Bishop Anthony B. Taylor delivered this homily on the feast of St. Benedict July 11 at Holy Angels Convent in Jonesboro.
We are gathered today to celebrate three jubilarians from your community: the Diamond Jubilee of Sister M. Elaine Willett and Sister M. Lenore Dust, and the Silver Jubilee of Sister M. Laura Cathcart. And we do so at a time of transition, having just elected Sister Johanna Marie as your new prioress.
A few weeks ago I asked what the readings for this Mass would be, and I see that in addition to the regular readings for Tuesday of the 14th Week in Ordinary Time in Year 1 of the Liturgical Cycle, we have added a Second Reading from St. Paul’s letter to the Colossians (3:12-17). So that’s what I’d like to speak about today.
After all, our first reading is about fighting — not a good topic for a jubilee (Jacob fighting with an angel which leaves him crippled for life) — and our Gospel is about Jesus casting out demons, also not quite appropriate for the joyful tone we want to set today.
Except that, I guess they do fit with today’s feast of St. Benedict who was famous for fighting with Satan and those under Satan’s influence, and then emerging victorious. Indeed it was for that reason that the Rule you follow was devised by him to create a community in which peace and love prevail, precisely the focus of St. Paul in the extraordinary Second Reading you have chosen for this Mass.
And what does St. Paul say? He has just listed a series of virtues with which the Colossians must clothe themselves, putting aside all those passions that are unworthy of the Lord. Indeed he gives us a list of 11 different vices, most of which have something to do with evil desires, anger and malice — and then in today’s Second Reading he proceeds to list those virtues that should characterize us instead, namely: heartfelt compassion, kindness, humility, gentleness, patience, putting up with one another, forgiving one another and over all these, to put on love, which St. Paul describes as “the bond of perfection.”
He says that if you do this, the peace of Christ will control your heart and you will become one body — truly united. And then he goes on to describe the gratitude that fills our hearts when our hearts are united to the Lord and to each other in this way ... the Word of Christ dwelling in us so richly that we do everything we do “in the name of the Lord Jesus,” meaning that we do everything we do in a way that is worthy of him. What a nice message with which to begin the term of office of your new prioress. What a nice message with which to celebrate the jubilee of Sister Elaine, Sister Lenore and Sister Laura!
In today’s reading, St. Paul offers us a great challenge that is of immense help for the spiritual life, namely that everything we say or do should be in “the name of Jesus.”

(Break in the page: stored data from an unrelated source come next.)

PR #70, opened 2025-03-25
Add IPH fitting, enable SSH key authentication with VM, encapsulate l1a-->l1c code, and make other minor improvements.

emcangi:
## Pull Request Checklist
 - [X] Code Follows PEP8 guidelines (explain any exceptions)
 - [X] New routines don't duplicate existing functionality
 - [X] Original authors of modified routines have been added as reviewers

Main changes: 

1. Encapsulate convert_l1a_to_l1c() into smaller subroutines, which makes it easier to call them separately for testing and data exploration
2. Add SSH key authentication capability to sync_data() for connecting to the VM (user must manually add their public key after ssh'ing in, though)
3. Add IPH fitting routines (still not perfect--difficult to get the parameters right)
4. Created a function to convert Mars date to UTC time, which was something I needed once at some point, so I stole the calculation from the MCD by inspecting the page with dev tools :D

Minor changes:

1. Fix various bugs (see commit messages)
5. Improved residual axes bounds
6. Replaced some deprecated code (deprecated in the Python modules, not ours) -- utcnow() and np.product()


maven_iuvs/echelle.py
```diff
@@ -1415,297 +1456,342 @@ def convert_l1a_to_l1c(light_fits, dark_fits, light_l1a_path, savepath, calibrat
...
+            IPH_fit_array[i, :] = IPH_fit
+        else:
+            fit_params, I_fit, fit_1sigma, *_ = result_vec
+
+        I_fit_array[i, :] = I_fit
+        fit_unc_list.append(fit_1sigma)
+        fit_params_list.append(fit_params)
+
+    # Error control
+    if np.isnan(fit_params).all():
```
planetarymike, line 1584: a more strict criterion would be to fail if any of the integration fits return nan--- did you consider adopting this condition?

maven_iuvs/echelle.py
```diff
@@ -1415,297 +1456,342 @@ def convert_l1a_to_l1c(light_fits, dark_fits, light_l1a_path, savepath, calibrat
...
-            spec_ph_s_bg_sub = spec_ph_s - bg_ph_s
-        else:
-            spec_ph_s_bg_sub[:] = np.nan # TODO: Update this if needed to handle problem files.
+    return bg_fits
+
+
+def compute_ph_per_s_data(light_fits, spectrum, fit_params, bg_fits):
+    """
+    The echelle l1c files typically report a quantity referred to in IDL pipeline as bright_data_ph_per_s, 
+    e.g. photons per second. This function computes this value so that it can continue to be reported.
```
planetarymike, line 1651: photons per second or photoevents per second?

maven_iuvs/echelle.py
```diff
@@ -2086,10 +2174,11 @@ def lineshape_model(params, wavelength_data, binedges, theCLSF, BU_bg, fit_IPH=F
...
-        total_brightness_IPH = params[-2]
-        central_wavelength_IPH = params[-1]
-        interpolated_CLSF_IPH = interpolate_CLSF(central_wavelength_IPH, binedges, theCLSF)
-        normalized_line_shape_IPH = np.diff(interpolated_CLSF_IPH) # Unitless
+        total_brightness_IPH = params[-3] 
+        central_wavelength_IPH = params[-2]  # TODO: Can calculate based on spacecraft ephemeris and pass in for the starting guess/requirement.
+        width_IPH = params[-1]
+        CDF_IPH = sp.stats.norm.cdf( (binedges - central_wavelength_IPH) / width_IPH ) #  TODO: Should also be able to calculate this, which is the width of the Gaussian.
+        normalized_line_shape_IPH = np.diff(CDF_IPH)
         IPH_fit = total_brightness_IPH * normalized_line_shape_IPH
```
planetarymike, line 2182: This seems like it should work to me--- maybe you need some additional heuristics to guess good initial values based on the observed spectrum?

maven_iuvs/echelle.py
```diff
@@ -2378,9 +2481,9 @@ def line_fit_initial_guess(wavelengths, spectrum, H_a=20, H_b=170, D_a=80, D_b=1
 
     # Total flux of H and D initial guess: get by integrating around the line. Note that the H bounds as defined
```
planetarymike, line 2482: maybe note that this total is in DN, not kR?

planetarymike (commented):
Hi Eryn,

A few notes embedded in your code--- the IPH component looks correct at a glance, so I guess you need to implement some additional heuristics to get good initial guesses for the parameters, or rely on pymc / dynesty for the fit.

maven_iuvs/time.py
```diff
@@ -56,6 +56,38 @@ def utc_to_sol(utc):
...
+    sol : float
+          The decimal sol date. If -1, sol will be reset to the maximum
+          number of sols.
+    
+    Returns
+    -------
+    UTC datetime object.
+    """
+    # constants
+    ns = 668.6  # number of sols in a Mars year
```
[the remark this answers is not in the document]
emcangi: Hahaha, yeah. I inspected the code on the MCD using the developer console and stole it.

maven_iuvs/echelle.py
```diff
@@ -1282,130 +1266,187 @@ def get_ech_slit_indices(light_fits):
...
+                  kwargs which may be passed to the plotting routines to control plot appearance.
+    
+    Returns
+    ----------
+    Null - writes out an l1c file if the option is turned on.
+    """
+
+    # Set number of integration frames to fit 
+    # ===============================================================================================
+    ints_to_fit = {"first": 1, "all": get_n_int(light_fits)}.get(ints_to_fit, get_n_int(light_fits))
```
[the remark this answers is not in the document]
emcangi: Yeah. Fixed with https://github.com/lasp/maven_iuvs/pull/70/commits/4173cf1abe3f99cff50e1903ba2ed333af04b82d

maven_iuvs/echelle.py
emcangi: I think this was written this way because it used to be that the routines would return nan for the D fit sometimes (but still get a valid H fit) but now it properly returns a float. Now a single nan is probably appropriate to fail the fit

emcangi: Fixed by https://github.com/lasp/maven_iuvs/pull/70/commits/6cf9de7a0afc25ea0394948c9912069b02dd32a7

maven_iuvs/echelle.py
emcangi: The variable names communicate this but sure, it can be in the comment. Fixed by 27e272c0b844ce4141a300613e0396440848fac8

maven_iuvs/echelle.py
emcangi: Yeah probably b83055b4db3f81b640a650d3dd1c788fb8859d32

maven_iuvs/time.py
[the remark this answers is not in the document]
emcangi: 5965ad4f68f4c482c845e735e26337dff811f50b

maven_iuvs/echelle.py
emcangi: To respond to above comment, not even Dynesty was able to fit these for some reason

emcangi:
@planetarymike I think I'm happy with this for now. the IPH fitting is working, but can be improved with the updates we've talked about (prediction of parameters, etc). My goal is to get these changes here incorporated and then incorporate the updates in much smaller PR's, and hopefully create a separate branch to keep track of graphics updates.

maven_iuvs/echelle.py
```diff
@@ -1931,26 +2136,29 @@ def prior_transform(u, param_bounds):
...
+                      [pig[6]-1e4, pig[6]+1e4], # background slope
+                      [pig[7]-1e4, pig[7]+1e4] # Background offset
                      ] 
                    ]
 
+        print(f"Initial guess for the IPH will be: area {ptf_args[0][2]}, " 
+                + f"center {ptf_args[0][4]}, width {ptf_args[0][5]}")
+
         if approach=="dynamic":
             dsampler = d.DynamicNestedSampler(loglikelihood, prior_transform, len(ptf_args[0]),
```
planetarymike, line 2163: does the sign argument to loglikelihood need to change for dynesty?

maven_iuvs/echelle.py
```diff
@@ -1931,26 +2136,29 @@ def prior_transform(u, param_bounds):
...
         # List of arguments for loglikelihood
         loglike_args = [wavelengths, edges, CLSF, spec, unc, 1, BU_bg]
 
         # List of arguments for prior_transform
-        ptf_args = [ [[param_initial_guess[0]/1000, param_initial_guess[0]*1000], # Total DN, H
-                      [param_initial_guess[1]/1000, param_initial_guess[1]*1000],  # Total DN, D
-                      [param_initial_guess[2]-0.5, param_initial_guess[2]+0.5], # H lyman alpha center in nm
-                      [param_initial_guess[3]-1e4, param_initial_guess[3]+1e4], # background slope
-                      [param_initial_guess[4]-1e4, param_initial_guess[4]+1e4] # Background offset
+        ptf_args = [ [[pig[0]/10, pig[0]*10], # Total DN, H
```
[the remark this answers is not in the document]
emcangi: it is already within the if statement as far as I can tell. Here's what it looks like on my end (sorry, line numbers have changed slightly due to other uncommited changes)

Screenshot From 2025-07-09 13-02-57

Screenshot From 2025-07-09 13-04-50

maven_iuvs/echelle.py
emcangi: Fixed in 4629870a59d41724507a2ff402c35f9a9f594b41

maven_iuvs/graphics/echelle_graphics.py
```diff
@@ -34,7 +35,7 @@
 
 # QUICKLOOK CODE =========================================================================================
```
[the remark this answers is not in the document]
emcangi: They seem to be working, and can be fixed anyway later if bugs are found

maven_iuvs/echelle.py
```diff
@@ -2054,55 +2278,52 @@ def lineshape_model(params, wavelength_data, binedges, theCLSF, BU_bg, fit_IPH=F
...
-        total_brightness_IPH = params[-2]
-        central_wavelength_IPH = params[-1]
-        interpolated_CLSF_IPH = interpolate_CLSF(central_wavelength_IPH, binedges, theCLSF)
-        normalized_line_shape_IPH = np.diff(interpolated_CLSF_IPH) # Unitless
-        IPH_fit = total_brightness_IPH * normalized_line_shape_IPH
-        fitsum += IPH_fit
-    else:
-        IPH_fit = None
+    # IPH model uses a basic Gaussian for now
+    CDF_IPH = sp.stats.norm.cdf( (binedges - central_wavelength_IPH) / width_IPH )
```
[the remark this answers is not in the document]
emcangi: This will be tracked in https://github.com/lasp/maven_iuvs/issues/78

emcangi:
@planetarymike Have a look at the comments above, and resolve as you approve

maven_iuvs/echelle.py
```diff
@@ -1714,39 +1909,40 @@ def convert_l1a_to_l1c(light_fits, dark_fits, light_l1a_path, savepath, calibrat
...
+    # Now call IDL
+    if open_idl is True:
         os.chdir(idl_pipeline_folder)
-        commands = f'''
-                    .com write_l1c_file_from_python.pro
-                    write_l1c_file_from_python, '{light_l1a_path}', '{savepath}', '{brightness_csv_path}', '{ph_per_s_csv_path}'
-                    ''' 
-
         proc = subprocess.Popen("idl", stdin=subprocess.PIPE, stdout=subprocess.PIPE, text="true")
+        proc.stdin.write(".com write_l1c_file_from_python.pro")
```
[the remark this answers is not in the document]
planetarymike: I think leaving it out for now is OK since this is a python repo but maybe in the future the maven-iuvs-itf and this repo have one another as submodules (is that even possible?? probably)

maven_iuvs/echelle.py
planetarymike: I think if the default sign has been changed to minus, the function should be called negloglikelihood

emcangi: There's no default, it uses -1 for dynesty and +1 for scipy. Since there is no obvious negative value in it as written I think calling it negloglikelihood would be confusing

planetarymike: something like keeping the current implementation of loglikelihood() and implementing negloglikelihood() as

> `def negloglikelihood(*args, **kwargs):`
> `     return -loglikelihood(*args, **kwargs)`

emcangi: Ah, this is different from the previous message and I like this solution better.

maven_iuvs/echelle.py
```diff
@@ -2261,15 +2264,14 @@ def loglikelihood(params, wavelength_data, binedges, CLSF, data, uncertainty, s,
         A single value which represents either the log-likelihood (if negative)
         or the fit "badness" if positive.
     """
-    s = s / abs(s)  # Enforce s to be -1 or 1 since python doesn't have sign.
 
     # Now do the model 
     DN_fit, *_ = lineshape_model(params, wavelength_data, binedges, CLSF, BU_bg) 
 
     # Fit the model to the existing data assuming Gaussian distributed photo events 
     L = np.sum((data - DN_fit)**2 / (2*(uncertainty**2) ) )
```
planetarymike, line 2272: I hate to prolong this discussion, but I think loglikelihood needs to have a minus sign in it here, which gets cancelled out by negloglikelihood. (Will also need to update which function is called by scipy minimize vs dynesty)

emcangi: You forced me to review my obs and stats notes but you're right, the LL for a Gaussian has a minus sign. This makes it frustratingly unintuitive but we are stuck with it.

planetarymike: The way it makes intuitive sense to me is that log likelihood represents the log of a probability, and probabilities are always smaller than one, so the log is negative.

Approving!

emcangi: hadn't yet pushed updates when you wrote most recent comments. All are now fixed in 3bad7013aae1dda5b1104b64b052c651dbb69643. Please review and check that it's all sorted!

planetarymike (approved):
LGTM!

This means that before we do or say anything, we should ask: “Can I do this calling on the name of Jesus? Would I say this if Jesus were right here with me?” Well he is! Keep that always in mind and the virtues St. Paul lists will take ever deeper root in your hearts and in your behavior.
Jubilarians, thank you for your faithful witness over all these years. May the Lord bless you abundantly in the years that lie ahead!